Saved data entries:
┏━━
PR #341, opened 2023-11-15
Add Azure File Services API module

### LINKED ISSUE #340: [BC Idea]: Azure File Share API Module
### BC Idea Link

None

### Description

It would be helpful to add a module to handle Azure File Share service, that's available on the Azure Cloud, in the same way the Azure Blob Storage service is handled currently in the system.

The module was already written in the old repository (https://github.com/microsoft/ALAppExtensions/pull/23710) and this issue is only to port the pull request to the new repository.

Krajzys:
# Summary 

This is a port of the pull request from the old repository, most of the convsersation and reviews are also there (https://github.com/microsoft/ALAppExtensions/pull/23710).
The goal of the PR is to add a module that facilitates working with Azure File Share service (which is a part of the Azure Cloud).
The module is heavily based on the Azure Blob Storage Service API module, and most of the architecture is similair.

There are also tests added for the module, but they should be ran manually, as they require passing credentials.

Fixes #340 

Work item: [AB#477758](https://dynamicssmb2.visualstudio.com/1fcb79e7-ab07-432a-a3c6-6cf5a88ba4a5/_workitems/edit/477758)

### DIFF
--- a/src/System Application/App/Azure File Services API/src/Helper/AFSFormatHelper.Codeunit.al
+++ b/src/System Application/App/Azure File Services API/src/Helper/AFSFormatHelper.Codeunit.al
@@ -3,6 +3,10 @@
 // Licensed under the MIT License. See License.txt in the project root for license information.
 // ------------------------------------------------------------------------------------------------
 
+namespace System.Azure.Storage.Files;
+
+using System.Utilities;
+
 codeunit 8955 "AFS Format Helper"
 {
     Access = Internal;
@@ -68,7 +72,7 @@ codeunit 8955 "AFS Format Helper"
     local procedure FormatDateTime(MyDateTime: DateTime; FormatSpecifier: Text): Text
     var
         DateTimeAsXmlString: Text;
-        DateTimeDotNet: DotNet DateTime;
+        DateTimeDotNet: DotNet System.DateTime;
     begin
         DateTimeAsXmlString := Format(MyDateTime, 0, 9); // Format as XML, e.g.: 2020-11-11T08:50:07.553Z
         exit(DateTimeDotNet.Parse(DateTimeAsXmlString).ToUniversalTime().ToString(FormatSpecifier));
--- a/src/System Application/App/Azure File Services API/src/Helper/AFSFormatHelper.Codeunit.al
+++ b/src/System Application/App/Azure File Services API/src/Helper/AFSFormatHelper.Codeunit.al
@@ -1,0 +1,76 @@
+// ------------------------------------------------------------------------------------------------
+// Copyright (c) Microsoft Corporation. All rights reserved.
+// Licensed under the MIT License. See License.txt in the project root for license information.
+// ------------------------------------------------------------------------------------------------
+
+codeunit 8955 "AFS Format Helper"
+{
+    Access = Internal;
+    InherentEntitlements = X;
+    InherentPermissions = X;
+
+    [NonDebuggable]
+    procedure AppendToUri(var UriText: Text; ParameterIdentifier: Text; ParameterValue: Text)
+    var
+        UriBuilder: Codeunit "Uri Builder";
+        Uri: Codeunit Uri;
+    begin
+        UriBuilder.Init(UriText);
+        if ParameterIdentifier <> '' then
+            UriBuilder.AddQueryParameter(ParameterIdentifier, ParameterValue)
+        else
+            UriBuilder.AddQueryFlag(ParameterValue);
+        UriBuilder.GetUri(Uri);
+        UriText := Uri.GetAbsoluteUri();
+    end;
+
+    [NonDebuggable]
+    procedure RemoveCurlyBracketsFromString("Value": Text): Text
+    begin
+        exit(DelChr("Value", '=', '{}'));
+    end;
+
+    procedure ConvertToDateTime(PropertyValue: Text): DateTime
+    var
+        NewDateTime: DateTime;
+    begin
+        NewDateTime := 0DT;
+        // PropertyValue is something like the following: 'Mon, 24 May 2021 12:25:27 GMT'
+        // 'Evaluate' converts these correctly
+        Evaluate(NewDateTime, PropertyValue);
+        exit(NewDateTime);
+    end;
+
+    procedure ConvertToInteger(PropertyValue: Text): Integer
+    var
+        NewInteger: Integer;
+    begin
+        if Evaluate(NewInteger, PropertyValue) then
+            exit(NewInteger);
+    end;
+
+    procedure ConvertToEnum(FieldName: Text; PropertyValue: Text): Variant
+    begin
+        if FieldName = 'Resource Type' then
+            case LowerCase(PropertyValue) of
+                LowerCase(Format(Enum::"AFS File Resource Type"::File)):
+                    exit(Enum::"AFS File Resource Type"::File);
+                LowerCase(Format(Enum::"AFS File Resource Type"::Directory)):
+                    exit(Enum::"AFS File Resource Type"::Directory);
+            end;
+    end;
+
+    procedure GetRfc1123DateTime(MyDateTime: DateTime): Text
+    begin
+        exit(FormatDateTime(MyDateTime, 'R')); // https://go.microsoft.com/fwlink/?linkid=2210384
+    end;
+
+    local procedure FormatDateTime(MyDateTime: DateTime; FormatSpecifier: Text): Text
+    var
+        DateTimeAsXmlString: Text;
+        DateTimeDotNet: DotNet DateTime;
+    begin
+        DateTimeAsXmlString := Format(MyDateTime, 0, 9); // Format as XML, e.g.: 2020-11-11T08:50:07.553Z
+        exit(DateTimeDotNet.Parse(DateTimeAsXmlString).ToUniversalTime().ToString(FormatSpecifier));
+    end;
+}
--- a/src/System Application/App/Azure File Services API/src/Helper/AFSHttpContentHelper.Codeunit.al
+++ b/src/System Application/App/Azure File Services API/src/Helper/AFSHttpContentHelper.Codeunit.al
@@ -3,6 +3,8 @@
 // Licensed under the MIT License. See License.txt in the project root for license information.
 // ------------------------------------------------------------------------------------------------
 
+namespace System.Azure.Storage.Files;
+
 codeunit 8953 "AFS HttpContent Helper"
 {
     Access = Internal;
--- a/src/System Application/App/Azure File Services API/src/Helper/AFSHttpContentHelper.Codeunit.al
+++ b/src/System Application/App/Azure File Services API/src/Helper/AFSHttpContentHelper.Codeunit.al
@@ -1,0 +1,114 @@
+// ------------------------------------------------------------------------------------------------
+// Copyright (c) Microsoft Corporation. All rights reserved.
+// Licensed under the MIT License. See License.txt in the project root for license information.
+// ------------------------------------------------------------------------------------------------
+
+codeunit 8953 "AFS HttpContent Helper"
+{
+    Access = Internal;
+    InherentEntitlements = X;
+    InherentPermissions = X;
+
+    var
+        ContentLengthLbl: Label '%1', Comment = '%1 = Length', Locked = true;
+        RangeLbl: Label 'bytes=%1-%2', Comment = '%1 = Range Start, %2 = Range End', Locked = true;
+
+    /// <summary>
+    /// Checks if the HttpContent is empty
+    /// </summary>
+    /// <param name="HttpContent">The HttpContent to check.</param>
+    /// <returns>true if the content is not empty, false otherwise.</returns>
+    [NonDebuggable]
+    procedure ContentSet(HttpContent: HttpContent): Boolean
+    var
+        VarContent: Text;
+    begin
+        HttpContent.ReadAs(VarContent);
+        if StrLen(VarContent) > 0 then
+            exit(true);
+
+        exit(VarContent <> '');
+    end;
+
+    /// <summary>
+    /// Retrieves the length of the given stream (used for "HttpContent-Length" header in PUT-operations)
+    /// </summary>
+    /// <param name="SourceInStream">The InStream for Request Body.</param>
+    /// <returns>The length of the current stream</returns>
+    [NonDebuggable]
+    procedure GetContentLength(var SourceInStream: InStream): Integer
+    var
+        Length: Integer;
+    begin
+        Evaluate(Length, Format(SourceInStream.Length()));
+        exit(Length);
+    end;
+
+    /// <summary>
+    /// Retrieves the length of the given stream (used for "HttpContent-Length" header in PUT-operations)
+    /// </summary>
+    /// <param name="SourceText">The Text for Request Body.</param>
+    /// <returns>The length of the current stream</returns>
+    [NonDebuggable]
+    procedure GetContentLength(SourceText: Text): Integer
+    var
+        Length: Integer;
+    begin
+        Length := StrLen(SourceText);
+        exit(Length);
+    end;
+
+    [NonDebuggable]
+    procedure AddFilePutContentHeaders(AFSOperationPayload: Codeunit "AFS Operation Payload"; ContentLength: Integer; ContentType: Text; RangeStart: Integer; RangeEnd: Integer)
+    var
+        HttpContent: HttpContent;
+    begin
+        AddFilePutContentHeaders(HttpContent, AFSOperationPayload, ContentLength, ContentType, RangeStart, RangeEnd);
+    end;
+
+    [NonDebuggable]
+    procedure AddFilePutContentHeaders(var HttpContent: HttpContent; AFSOperationPayload: Codeunit "AFS Operation Payload"; var SourceInStream: InStream; RangeStart: Integer; RangeEnd: Integer)
+    var
+        Length: Integer;
+    begin
+        // Do this before calling "GetContentLength", because for some reason the system errors out with "Cannot access a closed Stream."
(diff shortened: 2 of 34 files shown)


pri-kise:
We need now Namespaces (and optional using statements)

I'd suggest something like `namespace System.Azure.Storage.Files.Shares;`

Krajzys:
Thanks for the tip. How about just `System.Azure.Storage.Files`? Adding shares might be a bit redundant (the only file service on the Azure storage is File Share).

Regarding second point, yes I think we can remove the AFS from most files, but should I then replace it with more descriprive name or just remove the prefix? e.g. AFS Handle -> File Handle.

JesperSchulz:
Uh, naming and namespace discussions. I'm curious what @AndreasMoth would suggest 😁

DevHarmonize:
@JesperSchulz 

Hi Jesper,
we spoke during Directions Lyon about this PR, Is it still possible to have this in the product in one of the next minors?

kr

src/System Application/Test/Azure File Services API/src/AFSTestLibrary.Codeunit.al
```diff
@@ -0,0 +1,52 @@
+// ------------------------------------------------------------------------------------------------
+// Copyright (c) Microsoft Corporation. All rights reserved.
+// Licensed under the MIT License. See License.txt in the project root for license information.
+// ------------------------------------------------------------------------------------------------
+
+codeunit 132515 "AFS Test Library"
```
JesperSchulz: Should this file not be in the "Test Library" folder?

src/System Application/Test/Azure File Services API/src/AzureTestLibrary.Codeunit.al
```diff
@@ -0,0 +1,78 @@
+// ------------------------------------------------------------------------------------------------
+// Copyright (c) Microsoft Corporation. All rights reserved.
+// Licensed under the MIT License. See License.txt in the project root for license information.
+// ------------------------------------------------------------------------------------------------
+
+/// <summary>
+/// Provides common authorization functionality for using Azure storage accounts in tests for Azure Storage Services.
+/// </summary>
+codeunit 132516 "Azure Test Library"
```
JesperSchulz: Should this file not be in the "Test Library" folder?

src/System Application/Test/Azure File Services API/src/AFSFileClientTest.Codeunit.al
```diff
@@ -0,0 +1,303 @@
+// ------------------------------------------------------------------------------------------------
+// Copyright (c) Microsoft Corporation. All rights reserved.
+// Licensed under the MIT License. See License.txt in the project root for license information.
+// ------------------------------------------------------------------------------------------------
+
```
JesperSchulz, line 5: Even test codeunits need namespaces in the System Application.

JesperSchulz:
Security Review scheduled for Tuesday, 12th of December.

JesperSchulz:
Security review conducted with @darjoo. Darrick will comment on outcome.

darjoo:
After performing the security review with Jesper, the following is the outcome that needs to be fixed.
- Telemetry for all usages

Fx, telemetry when calling `CreateFile`
- OnCall, OnSuccess, OnError

JesperSchulz:
@Krajzys, if we get the missing telemetry added next week, we can release this module with 23.3 in January!

Krajzys:
@JesperSchulz great! I will get on to it. I should add it through the LogMessage procedure right? I have a questions then. How should I detemine the EventIDs?

Krajzys:
I have added the telemetry messages, for now with temporary eventIDs (0000AFS) that need to be changed. Please let me know if the telemetry is enough and how to proceed with the eventIDs 😃.

src/System Application/Test/DisabledTests/AFSFileClient.json
```diff
@@ -0,0 +1,8 @@
+[
+    {
+        "bug":  "",
+        "codeunitId":  132517,
```
JesperSchulz, line 4: Why are the tests disabled? Does that mean we've got 0% test coverage?

JesperSchulz (changes requested):

JesperSchulz:
> @JesperSchulz great! I will get on to it. I should add it through the LogMessage procedure right? I have a questions then. How should I detemine the EventIDs?

We've got a script which determines the IDs. I'll assign the fitting IDs to your PR! However, we're currently discussing that file names and folder names are customer content and hence cannot get emitted to telemetry. But without that information, what good does telemetry then do? We'll post the outcome of that discussion to this PR. If worst comes to worst, we temporarily revert your last commit and submit the module to the repo in its former state. Then we can create a chaser PR, if we come up with meaningful telemetry!

The 2 things pending for sure though are the disabled tests and the Test Libraries in the Test project. Once those have been fixed, I'm tempted to push the "merge button" 😎

src/System Application/Test/DisabledTests/AFSFileClient.json
pri-kise: I think the problem was, when the tests were created, that @darjoo didn't allow any IsHandled pattern for Testing Purpose only.

Therefore those tests require a real Azure File Share Instance for testing.

Azurite doesn't support Azure File Share yet: https://github.com/Azure/Azurite/issues/113

The module maybe needs to be refactored to use the RestClient and give the possibility to specify a HttpClientHanlder.  -> At least for testing purpose. Then it might be possible to Mock Web Requests.

src/System Application/Test/Azure File Services API/src/AzureTestLibrary.Codeunit.al
JesperSchulz: @grobyns just pointed out, that these probably aren't libraries - in the sense that they would come in handy in other modules too. They are probably rather internal test helpers. Maybe a change of name would suffice here. I'd like to reserve the word Library for proper test libraries, if possible.

darjoo:
@Krajzys wonderful job with adding the telemetry. A little too good :D 
Due to privacy reasons, we cannot log any variable potentially containing customer content, EUPI etc etc.
As such, filename, filepath, directory name and all cannot be logged. Please remove those bits.

Krajzys:
@darjoo @JesperSchulz Okay, I updated the telemetry messages and renamed the library codeunits to helper.
Regardind the disabled tests. What @pri-kise wrote was correct. We cannot mock requests with current architecture so the module would need to use RestClient. Otherwise we would need to have a regular azure file share setup only for testing purposes and somehow get the credentials for authorizing requests without hardcoding them.

src/System Application/Test/Azure File Services API/src/AFSTestHelper.Codeunit.al
```diff
@@ -0,0 +1,56 @@
+// ------------------------------------------------------------------------------------------------
+// Copyright (c) Microsoft Corporation. All rights reserved.
+// Licensed under the MIT License. See License.txt in the project root for license information.
+// ------------------------------------------------------------------------------------------------
+
+namespace System.Test.Azure.Storage.Files;
+
+using System.Azure.Storage;
+
+codeunit 132515 "AFS Test Helper"
```
grobyns: This name doesn't tell me what the code does... I'd name this 
AFS Get Test Storage Authorization

or a variation/abbreviation thereof... 

also, just FYI, I very much frown on terms like Helper and Management because they do not add anything. You might as well not add them to the name and you'd get the same amount of info... I think we can name things aptly with a little effort.

src/System Application/Test/Azure File Services API/src/AzureTestHelper.Codeunit.al
```diff
@@ -0,0 +1,82 @@
...
+// Copyright (c) Microsoft Corporation. All rights reserved.
+// Licensed under the MIT License. See License.txt in the project root for license information.
+// ------------------------------------------------------------------------------------------------
+
+namespace System.Test.Azure.Storage.Files;
+
+using System.Azure.Storage.Files;
+
+/// <summary>
+/// Provides common authorization functionality for using Azure storage accounts in tests for Azure Storage Services.
```
grobyns: does it provide common auth functionaliy? As far as i see most of the code clears the fileshare (i.e. a reset or init for tests).

src/System Application/Test/Azure File Services API/src/AzureTestHelper.Codeunit.al
```diff
@@ -0,0 +1,82 @@
...
+/// </summary>
+codeunit 132516 "Azure Test Helper"
```
grobyns: Maybe something like 
AFS Init. Test Storage

?

JesperSchulz:
Alright: so here's the plan. Address the remaining comments made by Gert and we'll merge. All HttpClient related code seems to be nicely wrapped in the internal codeunit 8954 "AFS Web Request Helper", which we afterwards can refactor to use the AL Rest Client - which again enables us to better test this.
Does that sound reasonable?

src/System Application/Test/Azure File Services API/src/AFSTestHelper.Codeunit.al
Krajzys: Okay, I agree. Changed to AFS Get Test Storage Auth.

src/System Application/Test/Azure File Services API/src/AzureTestHelper.Codeunit.al
Krajzys: Right, I updated the summary.

src/System Application/Test/Azure File Services API/src/AzureTestHelper.Codeunit.al
Krajzys: Yes, that sounds better. Updated.

Krajzys:
@JesperSchulz Yes, that sounds great. I fixed things pointed out by @grobyns.

JesperSchulz:
Awesome! You're REALLY responsive - wow! Let's do this 🥳
Starting CI!

JesperSchulz (approved):

src/System Application/App/Azure File Services API/src/Helper/AFSFormatHelper.Codeunit.al
```diff
@@ -0,0 +1,80 @@
...
+        UriText := Uri.GetAbsoluteUri();
+    end;
+
+    [NonDebuggable]
+    procedure RemoveCurlyBracketsFromString("Value": Text): Text
+    begin
+        exit(DelChr("Value", '=', '{}'));
+    end;
+
+    procedure ConvertToDateTime(PropertyValue: Text): DateTime
```
pri-kise, line 37: How will that DateTime Method will work in different languages?

What is the format of DateTime Values, that are returned by the API?
I couldn't find the API Documentation that fast.

Krajzys: This should be language agnostic since it should only be called on the values from the API.
The function you mentioned is used in List Directories calls, and documentation (https://learn.microsoft.com/en-us/rest/api/storageservices/list-directories-and-files#datetime-format-and-api-version-for-timestamp-fields) says it uses the following formats:
ISO8601
RFC1123

In my tests they were evaluated correctly.

JesperSchulz:
CI passed! I got a few more comments internally, which I'll address - nothing major. I expect to get this merged before 2024 and in time for the 2023 Update 3 in January.

src/System Application/App/Azure File Services API/src/Helper/AFSHttpContentHelper.Codeunit.al
```diff
@@ -0,0 +1,116 @@
...
+    end;
+
+    /// <summary>
+    /// Retrieves the max range avaialble to update with PutRange request.
+    /// </summary>
+    /// <returns>The max range available to update.</returns>
+    [NonDebuggable]
+    procedure GetMaxRange(): Integer
+    begin
+        exit(4 * Power(2, 20));
```
JesperSchulz, line 114: What's that number? Why 4 * 2 to the power of 20?

pri-kise: I guess this should be maximum ChunkSize for File Upload: 4 MiB -> 4194304 Bytes

Krajzys: Yes, my intention was for the procedure name to define this value, so this would be max range that can be uploaded at once. I can change it to what pri-kise proposed.

JesperSchulz: A comment describing this "magic" number would be fine :-)

JesperSchulz: But I'll take care of that. I'll push a few updates to this PR in the coming days. Nothing major at all.

JesperSchulz:
@Krajzys, I have addressed some minor code review comments in my internal 23.3 pull request, which I'd like to push to this branch before merging. Could you give me write access to the branch? When I've pushed my changes, I'd love for you to take one final look, and then we merge. But I've made sure this releases in January 🥳

darjoo (approved):

JesperSchulz:
I'll just merge and submit a chaser pack :-)

JesperSchulz:
@Krajzys, here a small post-merge request 😋
Any chance you could provide some very simple code samples on how to use this module for the release notes? I could create them myself and get inspired by the tests you've written, but maybe you have some great code already which would show just how simple it is to work with Azure Files?

Krajzys:
@JesperSchulz yes, no problem, I could provide some examples. I will try to send them here before the end of today.

Krajzys:
Sorry for the delay, I prepared three simple sample pieces of code.
```al
procedure GetFileAsStream(StorageAccount: Text; FileShare: Text; Authorization: Interface "Storage Service Authorization"; FilePath: Text)
var
    AFSFileClient: Codeunit "AFS File Client";
    AFSOperationResponse: Codeunit "AFS Operation Response";
    FileContents: InStream;
begin
    AFSFileClient.Initialize(StorageAccount, FileShare, Authorization);
    AFSOperationResponse := AFSFileClient.GetFileAsStream(FilePath, FileContents);
    if not AFSOperationResponse.IsSuccessful() then
        Error(AFSOperationResponse.GetError());

    DownloadFromStream(FileContents, '', '', '', FilePath);
end;

procedure SendStreamFile(StorageAccount: Text; FileShare: Text; Authorization: Interface "Storage Service Authorization"; FilePath: Text; var FileContent: InStream)
var
    AFSFileClient: Codeunit "AFS File Client";
    AFSOperationResponse: Codeunit "AFS Operation Response";
begin
    AFSFileClient.Initialize(StorageAccount, FileShare, Authorization);
    AFSOperationResponse := AFSFileClient.CreateFile(FilePath, FileContent);
    if not AFSOperationResponse.IsSuccessful() then
        Error(AFSOperationResponse.GetError());

    AFSOperationResponse := AFSFileClient.PutFileStream(FilePath, FileContent);
    if not AFSOperationResponse.IsSuccessful() then
        Error(AFSOperationResponse.GetError());
end;

procedure GetFileNamesInDirectory(StorageAccount: Text; FileShare: Text; Authorization: Interface "Storage Service Authorization"; DirectoryPath: Text[2048]): List of [Text[2048]];
var
    AFSDirectoryContent: Record "AFS Directory Content";
    AFSFileClient: Codeunit "AFS File Client";
    AFSOperationResponse: Codeunit "AFS Operation Response";
    FileNames: List of [Text[2048]];
begin
    AFSFileClient.Initialize(StorageAccount, FileShare, Authorization);
    AFSOperationResponse := AFSFileClient.ListDirectory(DirectoryPath, AFSDirectoryContent);
    if not AFSOperationResponse.IsSuccessful() then
        Error(AFSOperationResponse.GetError());

    AFSDirectoryContent.SetRange("Resource Type", AFSDirectoryContent."Resource Type"::File);
    if not AFSDirectoryContent.FindSet() then
        exit;
    repeat
        FileNames.Add(AFSDirectoryContent."Full Name");
    until AFSDirectoryContent.Next() = 0;

    exit(FileNames);
end;
```

Here is also how I call them:
```al
action(SendFile)
{
    ApplicationArea = All;
    Caption = 'Send File';
    Image = SendAsPDF;
    ToolTip = 'Sends a file to the FileShare';

    trigger OnAction()
    var
        StorageServiceAuthorization: Codeunit "Storage Service Authorization";
        FileStream: InStream;
        FileName: Text;
    begin
        if not UploadIntoStream('', '', '', FileName, FileStream) then
            exit;
        SampleAFSOperations.SendStreamFile(StorageAccount, FileShare, StorageServiceAuthorization.UseReadySAS(SASToken), Path, FileStream);
        Message('File %1 sent succesfully.', FileName);
    end;
}
action(GetFileAsStream)
{
    ApplicationArea = All;
    Caption = 'Get File as Stream';
    ToolTip = 'Gets file as a stream.';
    Image = Download;

    trigger OnAction()
    var
        StorageServiceAuthorization: Codeunit "Storage Service Authorization";
    begin
        SampleAFSOperations.GetFileAsStream(StorageAccount, FileShare, StorageServiceAuthorization.UseReadySAS(SASToken), Path);
    end;
}
```

PJohnstonSysco:
@Krajzys  @JesperSchulz  Hi, I'm messing about with this in the most recent release and it works great with SAS Token but when I try to use a Shared Key for authentication I run into issues uploading a file to the File Share. I have attached the error. Any ideas? Authentication using shared key works fine for downloading and listing directory requests.

image

DevHarmonize:
I also receive this error when using shared key for upload operation.
But otherwise it works perfectly.

Thanks for your effort in making this @Krajzys !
┗━━
Activity: Please copy, exactly and with nothing else, the lines above beginning at the line that has "InStream; RangeStart: Integer; RangeEnd: Integer)" and ending with the line that has "I'd suggest something".

Reply:
+    procedure AddFilePutContentHeaders(var HttpContent: HttpContent; AFSOperationPayload: Codeunit "AFS Operation Payload"; var SourceInStream: InStream; RangeStart: Integer; RangeEnd: Integer)
+    var
+        Length: Integer;
+    begin
+        // Do this before calling "GetContentLength", because for some reason the system errors out with "Cannot access a closed Stream."
(diff shortened: 2 of 34 files shown)


pri-kise:
We need now Namespaces (and optional using statements)

I'd suggest something like `namespace System.Azure.Storage.Files.Shares;`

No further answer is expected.